The aim of this pull request is to migrate the repeater's Docker image from an Alpine-based image to a distroless image. The main advantages are as follows:

  • Reduced image size
  • Reduced attack surface
  • Makes a hacker's job more difficult by removing commonly used tools (e.g. shell / curl)
  • Reduced scanner noise, so you know exactly which vulnerabilities are present in the image

The first distroless images were produced by GoogleContainerTools, which has distroless images designed to run C, Go, Java, Node.js and Python images. Google's images are produced using a custom process orchestrated by their construction tool Bazel. Here are the benefits highlighted on their GitHub:

Restricting what's in your runtime container to precisely what's necessary for your app is a best practice employed by Google and other tech giants that have used containers in production for many years. It improves the signal to noise of scanners (e.g. CVE) and reduces the burden of establishing provenance to just what you need.

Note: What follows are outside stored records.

PR #370, opened 2026-05-02
fix(github-scan): paginate auto-revert timeline + comments fetches (#365)

serenakeyitan:
## Summary

`fetchHumanLabelAppliedAt` and `fetchIssueComments` in `auto-revert.ts` only fetched page 1 (`per_page=100`) of the GitHub REST endpoints. On long-lived issues with > 100 timeline events / comments the relevant signal could fall off page 1 and auto-revert silently failed — the human handoff stayed stuck because the label timestamp returned `null`.

This PR adds pagination with early-exit and a hard cap.

## Implementation

- **`fetchHumanLabelAppliedAt`** — forward pagination, accumulating the latest `labeled` event for `github-scan:human` across pages. Stops on a short or empty page.
- **`fetchIssueComments`** — paginates with `sort=created&direction=desc` so newest comments arrive first, then early-exits when a page's newest comment is at-or-before `labelAppliedAt` (later pages are older by definition and cannot trigger a revert). The driver now passes `labelAppliedAt` into the comments fetch.
- **Hard cap** of 50 pages (5,000 events) on both fetches, with a `console.warn` when the cap engages so a silent runaway can never happen.

## Test cases (10 new, all pass)

| Function                       | Case                                                                  |
| ------------------------------ | --------------------------------------------------------------------- |
| `fetchHumanLabelAppliedAt`     | 0-page (empty timeline) — returns `null`, 1 fetch                     |
| `fetchHumanLabelAppliedAt`     | 1-page (short page) — existing behaviour preserved                    |
| `fetchHumanLabelAppliedAt`     | 2-page — label event on page 2 is found                               |
| `fetchHumanLabelAppliedAt`     | hard-cap warning fires after 50 full pages                            |
| `fetchIssueComments`           | 0-page (empty) — returns `[]`                                         |
| `fetchIssueComments`           | 1-page (short page) — existing behaviour preserved                    |
| `fetchIssueComments`           | 3-page accumulation (no `labelAppliedAt`) — walks until short page    |
| `fetchIssueComments`           | early-exit fires — page 3 not fetched once page 2 is pre-label        |
| `fetchIssueComments`           | 3-page with post-label comment on page 3 (label older than every page) |
| `fetchIssueComments`           | hard-cap warning fires after 50 full pages                            |

All 11 existing auto-revert tests still pass; full suite: 457 tests pass in `@first-tree/github-scan`, 77 in `apps/cli`. `pnpm lint` and `pnpm typecheck` both clean.

## Verification

- [x] `pnpm -r test` — all green (534 tests)
- [x] `pnpm lint` — 0 warnings, 0 errors
- [x] `pnpm typecheck` — clean
- [ ] No live E2E (manufacturing > 100 timeline events is slow; mocked-page unit tests are the right level — confirmed with the issue author)

Refs #365
cc @bingran-you


bingran-you (approved):
Looks good — small, targeted fix for a real failure mode, the early-exit on desc-sorted comments is the right shape, and the test matrix is thorough (0/1/many pages, early-exit assertion, hard-cap warn). Approving with a few nits worth a follow-up but not blockers.

**Nit 1 — warn message in `fetchHumanLabelAppliedAt` is backwards.** The `/issues/{n}/timeline` endpoint returns events oldest-first (ascending). When the 50-page cap engages on a >5,000-event thread, we're walking the *first* 5,000 events and missing everything after — i.e., the **most recent** history is clipped, not "earlier history". The message at `packages/github-scan/src/github-scan/engine/runtime/auto-revert.ts:277` should say something like `most-recent history clipped` (and operationally that's the worse failure mode here, since a more recent re-label would be the one we'd want).

**Nit 2 — pre-label page is pushed into `all` before early-exit.** At `auto-revert.ts:168-176`, `all.push(...pageComments)` runs before the `firstMs <= labelMs` check, so the entire pre-label page gets accumulated and then filtered downstream by Guard 4 in `shouldAutoRevertHuman`. Harmless (the decision is still correct), just a tiny waste — moving the early-exit check above the push would skip it.

**Nit 3 — double JSON parse per timeline page.** `fetchHumanLabelAppliedAt` parses `result.stdout` once at lines 255-261 to get `pageLen`, then `parseTimelinePage(result.stdout)` parses it again. One pass that returns both the length and the hits would be cleaner.

None of these change behavior on the realistic paths the tests cover, so happy to land as-is and tackle in a follow-up if you'd rather keep this PR scoped to #365.

serenakeyitan:
Thanks for the careful review @bingran-you — all three nits are real and worth fixing now rather than as a follow-up. Pushed e810013:

**Nit 1 — backwards warn message.** You're right, `/issues/{n}/timeline` is oldest-first, so the cap clips the *most recent* history (and that's the operationally worse failure mode). Updated the message to `most-recent history may be clipped` and the docstring on `fetchHumanLabelAppliedAt` now spells out the asc-order reasoning.

**Nit 2 — pre-label page accumulated before early-exit.** Moved the early-exit check above `all.push(...)` in `fetchIssueComments` so an entirely-pre-label page is no longer accumulated just to be filtered downstream by Guard 4. Updated the early-exit test: it now asserts `length === PAGE_SIZE * 1` (page 1 only) instead of `* 2`.

**Nit 3 — double JSON parse.** Collapsed `parseTimelinePage` to return both the label hits and the page length in a single pass; `fetchHumanLabelAppliedAt` no longer re-parses `result.stdout`.

All 457 tests pass, lint + typecheck clean.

However, this pull request is based on distroless images from Chainguard. Chainguard distroless images are hardened and up-to-date distroless images. These images are easier to customize as there a build using apko and melange instead of Bazel. Here are the benefits highlighted on their website:

A key benefit of minimal images, which we reported on previously, is that the smaller surface can lead to a substantial reduction in the rate at which images accumulate CVEs [...]. We also see minimal images as a key mitigation for the growing evasion technique known as “living off the land,” which attackers are using to avoid intrusion detection software. Another benefit of minimal images is that they are small (comparing a crude sampling with official images, the average is 79% smaller).

In terms of hardening, they use a nonroot user by default, which reduces the risk of container breakout. Chainguard images are built automatically every night to ensure that they are completely up to date and contain all available security patches. More details can be found on their blog post.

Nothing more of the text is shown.